Reviewed Non-Signal Pages

  • Search, Retrieval, And RAG: Database + Index Map: source p. 223; batch 04; status non-signal/reviewed; ledger reason in visual-review-ledger.json
  • Search, Retrieval, And RAG: LLM + RAG Map: source p. 209; batch 06; status non-signal/reviewed; ledger reason in visual-review-ledger.json
  • Search, Retrieval, And RAG: LLM + Embedding Map: source p. 164; batch 09; status non-signal/reviewed; ledger reason in visual-review-ledger.json
  • Search, Retrieval, And RAG: API Gateway + Database Map: source p. 389; batch 11; status non-signal/reviewed; ledger reason in visual-review-ledger.json
  • Search, Retrieval, And RAG: Database + Index Map: source p. 275; batch 12; status non-signal/reviewed; ledger reason in visual-review-ledger.json
  • Search, Retrieval, And RAG: Database + LLM Map: source p. 197; batch 16; status non-signal/reviewed; ledger reason in visual-review-ledger.json
  • Search, Retrieval, And RAG: Embedding + Pattern Map: source p. 165; batch 25; status non-signal/reviewed; ledger reason in visual-review-ledger.json
  • Search, Retrieval, And RAG: LLM + Embedding Map: source p. 365; batch 28; status non-signal/reviewed; ledger reason in visual-review-ledger.json
  • Search, Retrieval, And RAG: Session + Index Map: source p. 418; batch 31; status non-signal/reviewed; ledger reason in visual-review-ledger.json

Use When

  • Users or AI systems need source-grounded lookup over documents, records, or knowledge.

Avoid When

  • Permissions cannot be enforced before retrieval.

Core Model

  • Retrieval is a derived read model optimized for intent, relevance, freshness, and access control.
  • Prefer explicit ownership over accidental coupling. Every boundary should say who owns correctness, cost, data, recovery, and change.
  • Use corpus page pointers for inspection, and keep the chapter notes focused on reusable design decisions.

Implementation Guidance

  • Choose chunking, metadata, indexing, ranking, permission filters, and reindex flow before trusting answers.
  • Write the smallest useful design note: purpose, inputs, outputs, state, failure behavior, observability, and rollback.
  • Choose the first implementation that can be tested against the real workflow without hiding a known production risk.

Tradeoffs

  • Vector search broadens recall, while keyword and filters improve precision and control.
  • Centralization reduces duplicated work but can become a bottleneck when every team needs exceptions.
  • Specialized infrastructure helps at scale, but it must earn its operational cost.

Failure Modes

  • The answer cites stale or unauthorized source content.
  • The diagram shows boxes but not ownership, retry behavior, data freshness, or user-visible failure.
  • The system has no proof path for the highest-risk assumption.

Decision Checklist

  • Evaluate recall, precision, citation quality, freshness, and permission filtering with real examples.
  • Name the owner, source of truth, timeout, retry policy, and evidence that the path works.
  • Add one regression check for the failure mode most likely to recur.

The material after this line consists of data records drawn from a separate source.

PR #58, opened 2024-06-18
Automate publication process

ivorbosloper:
Example: `fiboa publish fi -e finland -c ~/Downloads fi_data`

Automates https://github.com/fiboa/data/blob/main/HOWTO.md#each-time-you-update-the-dataset step 9-19

### DIFF
--- a/fiboa_cli/__init__.py
+++ b/fiboa_cli/__init__.py
@@ -15,6 +15,7 @@ from .validate import validate as validate_
 from .validate_schema import validate_schema as validate_schema_
 from .version import __version__, fiboa_version as fiboa_version_
 from .util import log, check_ext_schema_for_cli, valid_file_for_cli, valid_file_for_cli_with_ext, valid_files_folders_for_cli, valid_folder_for_cli
+from .publish import publish as publish_
 
 @click.group()
 @click.version_option(version=__version__)
@@ -427,6 +428,36 @@ def rename_extension(folder, title, slug, org = "fiboa", prefix = None):
         sys.exit(1)
 
 
+## Publish
+@click.command()
+@click.argument('dataset', nargs=1, type=click.Choice(list_all_converter_ids()))
+@click.argument('directory', nargs=1, type=click.Path(exists=False))
+@click.option(
+    '--cache', '-c',
+    type=click.Path(exists=False),
+    help='By default the CLI downloads the source data on every execution. Specify a local file path to avoid downloading the file again. If the file exists, reads from the path, otherwise stores the file there.',
+    default=None
+)
+@click.option(
+    '--source-coop-extension', '-e',
+    type=click.STRING,
+    help='(Future) source_coop extension, will be used as https://beta.source.coop/fiboa/xx-yy/',
+    default=None
+)
+def publish(dataset, directory, cache, source_coop_extension):
+    """
+    Publish a fiboa collection on
+    """
+    log(f"Trying to publish on source coop CLI {__version__}\n", "success")
+    try:
+        directory = os.path.abspath(directory)
+        publish_(dataset, directory, cache, source_coop_extension)
+        log(f"Dataset published from {directory}", "success")
+    except Exception as e:
+        log(e, "error")
+        sys.exit(1)
+
+
 cli.add_command(describe)
 cli.add_command(validate)
 cli.add_command(validate_schema)
@@ -436,6 +467,7 @@ cli.add_command(jsonschema)
 cli.add_command(convert)
 cli.add_command(converters)
 cli.add_command(rename_extension)
+cli.add_command(publish)
 
 if __name__ == '__main__':
     cli()
--- a/fiboa_cli/publish.py
+++ b/fiboa_cli/publish.py
@@ -1,0 +1,97 @@
+import os
+import sys
+import json
+import requests
+
+from .util import log
+from fiboa_cli import list_all_converter_ids
+from fiboa_cli.convert import convert
+from fiboa_cli.validate import validate
+
+STAC_EXTENSION = "https://stac-extensions.github.io/web-map-links/v1.2.0/schema.json"
+
+
+def exc(cmd):
+    assert os.system(cmd) == 0
+
+
+def publish(dataset, directory, cache, source_coop_extension):
+    """
+    Implement https://github.com/fiboa/data/blob/main/HOWTO.md#each-time-you-update-the-dataset
+    """
+    assert dataset in list_all_converter_ids()
+    os.makedirs(directory, exist_ok=True)
+
+    for key in ("README.md", "LICENSE.txt"):
+        path = os.path.join(directory, key)
+        if not os.path.exists(path):
+            raise FileNotFoundError(f"Please create {path}")
+
+    parent = os.path.dirname(directory)
+    os.chdir(parent)
+
+    if not source_coop_extension:
+        source_coop_extension = dataset.replace("_", "-")
+
+    file_name = source_coop_extension.replace("-", "_")  # not sure if we want this
+
+    parquet_file = os.path.join(directory, f"{file_name}.parquet")
+    source_coop_url = f"https://beta.source.coop/fiboa/{source_coop_extension}/"
+
+    assert requests.get(f"https://api.source.coop/repositories/fiboa/{source_coop_extension}").status_code == 200, \
+        f"Missing repo at {source_coop_url}"
+
+    collection_file = os.path.join(directory, "collection.json")
+
+    stac_directory = os.path.join(directory, "stac")
+    done_convert = os.path.exists(parquet_file) and os.path.exists(os.path.join(stac_directory, "collection.json"))
+
+    if not done_convert:
+        # fiboa convert xx_yy -o data/xx-yy.parquet -h https://beta.source.coop/fiboa/xx-yy/ --collection
+        log(f"Converting file for {dataset} to {parquet_file}\n", "success")
+        convert(dataset, parquet_file, cache, source_coop_url, collection=True)
+        log(f"Done\n", "success")
+    else:
+        log(f"Using existing file {parquet_file} for {dataset}\n", "success")
+
+    # fiboa validate data/xx-yy.parquet --data
+    log(f"Validating {parquet_file}", "info")
+    result = validate(parquet_file, config={"data": True})
+    if result:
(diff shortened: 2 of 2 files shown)


cholmes:
This is so awesome!!! I've been dreaming about something like this. If I have time I'll test it out later today.

This won't actually make the readme file for you though, right? I was thinking that could be a nice thing to do too, likely as a separate command - generate the nice table view of the values from the converter or fiboa schema in some way.

fiboa_cli/publish.py
```diff
@@ -0,0 +1,97 @@
...
+        exc(f"ogr2ogr -t_srs EPSG:4326 geo.json {parquet_file}")
+
+        log(f"Running tippecanoe", "info")
+        exc(f"tippecanoe -zg --projection=EPSG:4326 -o {pm_file} -l {dataset} geo.json --drop-densest-as-needed")
+
+        os.remove("geo.json")
+
+    log(f"Uploading to aws", "info")
+    log(f"Get your credentials at {source_coop_url}download/ (press ACCESS DATA and GENERATE CREDENTIALS", "info")
+    exc(f"aws s3 sync {directory} s3://us-west-2.opendata.source.coop/fiboa/{source_coop_extension}/")
```
m-mohr, line 97: I'm just wondering, but shouldn't the CLI stop after the log and let users input the credentials?

Also, we are backing away from using the fiboa org and aim at users hosting under their own accounts, so this may need some slight changes.

fiboa_cli/publish.py
```diff
@@ -0,0 +1,97 @@
...
+            json.dump(data, f)
+        os.remove(collection_file)
+
+    pm_file = os.path.join(directory, f"{file_name}.pmtiles")
+    if not os.path.exists(pm_file):
+        log(f"ogr2ogr geo.json", "info")
+        exc(f"ogr2ogr -t_srs EPSG:4326 geo.json {parquet_file}")
+
+        log(f"Running tippecanoe", "info")
+        exc(f"tippecanoe -zg --projection=EPSG:4326 -o {pm_file} -l {dataset} geo.json --drop-densest-as-needed")
```
m-mohr, line 91: This has some heavy dependencies that would need to be installed somehow. Running into GDAL installation issues everytime, I feel like this might be hard to solve properly...

cholmes: Maybe have these ones be a little more 'opt-in'? Like we just check if the libraries are installed, and if not it just says 'please install GDAL and tippecanoe', and skips the steps.

ivorbosloper: Thanks for the valid points in the review. I realized this pull-request was a work-in-progress that "works on my machine", but wanted to check if it was an interesting feature for the project. 

To get a data-set published/updated, you need to follow [the HOWTO](https://github.com/fiboa/data/blob/main/HOWTO.md#each-time-you-update-the-dataset) and you will need gdal & tippecanoe on your machine. I relied on `os.system()` calls as opposed to python-libraries to avoid introducing more dependencies. Whenever I see a list of detailed instructions like in the HOWTO, I'm always afraid I (or one of my project-members) will mess up / forget something. A script like this -with enough guidance and sanity checks- will keep us all safe. Let's see if I can get some more sanity checks in there...

fiboa_cli/publish.py
ivorbosloper: Only if it fails. After generating credentials, source coop shows a pre-filled _Usage Examples_ section with export-statements. Copy-paste in your terminal and re-run the publish command.

```
export AWS_DEFAULT_REGION=us-west-2
export AWS_ACCESS_KEY_ID=<filled out id>
export AWS_SECRET_ACCESS_KEY=<filled out key>
export AWS_SESSION_TOKEN=<filled out token>

fiboa publish fi -e finland -c ~/Downloads fi_data
```

ivorbosloper: I added some documentation / user instructions...

fiboa_cli/publish.py
m-mohr: I think it's a good idea. I think this might need to be a bit more interactive, giving instructions to users and waiting for confirmation, ... - more like a step-by-step wizard ;-)

ivorbosloper: Ok. @m-mohr I'm not sure what part you're considering making interactive. We could pre-generate the README and LICENSE by scraping the specific page from the [data-survey](https://raw.githubusercontent.com/fiboa/data-survey/main/data/FR.md). Or we could request a copy/paste-input of secrets from source coop. 

Currently the script stops with some instructions (write README, install tippecanoe, copy the `export AWS_` commands in the terminal.

cholmes: I think he meant just meant interactive with the requirements for the 'additional things' - like prompting someone 'would you like to generate pmtiles y/n?', and then have it check if tippecanoe is installed, and if not tell the user 'tippecanoe must be installed to generate pmtiles, do XYZ to install it'.

setup.py
```diff
@@ -41,6 +41,9 @@ def get_description():
         # ]
         "ie": [
             "zipfile-deflate64"
+        ],
+        "si": [
+            "rarfile>=4.0"
```
m-mohr, line 46: This and the si.py are probably unintentionally in here?

fiboa_cli/publish.py
```diff
@@ -0,0 +1,200 @@
...
+It has been converted to a fiboa GeoParquet file from data obtained from {props['Data Provider (Legal Entity)']}.
+
+- **Source Data Provider:** [{props['Data Provider (Legal Entity)']}]({props['Homepage']})
+- **Converted by:** {props['Submitter (Affiliation)']}
+- **License:** {props['License']}
+- **Projection:** {props['Projection']}
+
+---
+
+- **[Download the data as fiboa GeoParquet]({source_coop_url}/{file_name}.parquet)
```
m-mohr, line 80: Either

```suggestion
- [Download the data as fiboa GeoParquet]({source_coop_url}/{file_name}.parquet)
```

```suggestion
- **[Download the data as fiboa GeoParquet]({source_coop_url}/{file_name}.parquet)**
```

fiboa_cli/publish.py
```diff
@@ -0,0 +1,200 @@
...
+        exc(f"tippecanoe -zg --projection=EPSG:4326 -o {pm_file} -l {dataset} geo.json --drop-densest-as-needed")
+
+        os.remove("geo.json")
+
+    log(f"Uploading to aws", "info")
+    if not os.environ.get("AWS_SECRET_ACCESS_KEY"):
+        log(f"Get your credentials at {source_coop_url}manage/", "info")
+        log("  Then press 'ACCESS DATA',\n  and click 'Create API Key',", "info")
+        log("  Run export AWS_DEFAULT_REGION=us-west-2 AWS_ACCESS_KEY_ID=<> AWS_SECRET_ACCESS_KEY=<>\n"
+            "  where you copy-past the access key and secret", "info")
```
m-mohr, line 194: That's outdated

fiboa_cli/publish.py
```diff
@@ -0,0 +1,200 @@
...
+- Data downloaded on {date.today()} from {next(iter(converter.SOURCES))} .
+- Converted to GeoParquet using [fiboa-cli](https://github.com/fiboa/cli), version {version.__version__}
+"""
+
+
+def publish(dataset, directory, cache, source_coop_extension):
+    """
+    Implement https://github.com/fiboa/data/blob/main/HOWTO.md#each-time-you-update-the-dataset
+
+    You need GDAL 3.8 or later (for ogr2ogr), tippecanoe, and AWS CLI
```
m-mohr, line 100: You also need libgdal-arrow-parquet

setup.py
ivorbosloper: Pfiew. I messed up somewhere with rebasing 🙈

fiboa_cli/publish.py
```diff
@@ -190,7 +190,7 @@ def publish(dataset, directory, cache, source_coop_extension):
     if not os.environ.get("AWS_SECRET_ACCESS_KEY"):
         log(f"Get your credentials at {source_coop_url}manage/", "info")
         log("  Then press 'ACCESS DATA',\n  and click 'Create API Key',", "info")
-        log("  Run export AWS_DEFAULT_REGION=us-west-2 AWS_ACCESS_KEY_ID=<> AWS_SECRET_ACCESS_KEY=<>\n"
+        log("  Run export AWS_DEFAULT_REGION=https://data.source.coop AWS_ACCESS_KEY_ID=<> AWS_SECRET_ACCESS_KEY=<>\n"
```
m-mohr, line 193: Shouldn't that be the endpoint URL instead of the region?

ivorbosloper: Yes, thanks for checking

fiboa_cli/__init__.py
```diff
@@ -503,6 +504,9 @@ def rename_extension(folder, title, slug, org = "fiboa", prefix = None):
     except Exception as e:
         log(e, "error")
         sys.exit(1)
+    except Exception as e:
+        log(e, "error")
+        sys.exit(1)
```
m-mohr, line 509: Looks like a merge issue...

cholmes (commented):
It would be another dependency, but I've found the best way to convert GeoParquet to PMTiles is to use GPQ. See https://gist.github.com/cholmes/d086d7d5ca4ac0148aa2f1259fd813d8

Then you don't have to create geojson or flatgeobuf. It is a small dependency, and runs well cross platform, though I think the user would have to install it themselves....

m-mohr:
fyi: pipes don't work on Windows so this makes it only work on *nix systems, which we should try to avoid ;-)

cholmes:
> Is gpq somehow better than ogr2ogr?

It's a lot smaller / cleaner than ogr2ogr - but if we're already requiring gdal/ogr then it doesn't offer much advantage.

> fyi: pipes don't work on Windows, so I'd try to avoid it ;-)

Really? Ugh. Yeah, guess we should avoid the pipes then...

> We have a GeoJSON converter in fiboa CLI: fiboa create-geojson example.parquet -o dest-folder

Well, I think the issue Ivor was trying to solve is to not create huge geojson files to drive the pmtiles creation. If we could use pipes and get that command to pipe as input to tippecanoe then it'd be a great solution. But if we're avoiding pipes then not so much, and going to flatgeobuf will save space.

Neutral Automation Examples

  • A policy assistant retrieves only documents visible to the current role, then returns citations with the answer.
  • A neutral internal automation starts with fixtures, then adds credentials, permissions, and production scheduling only after the boundary is tested.
  • A customer-facing workflow keeps irreversible actions behind explicit approval until metrics show it is safe to automate further.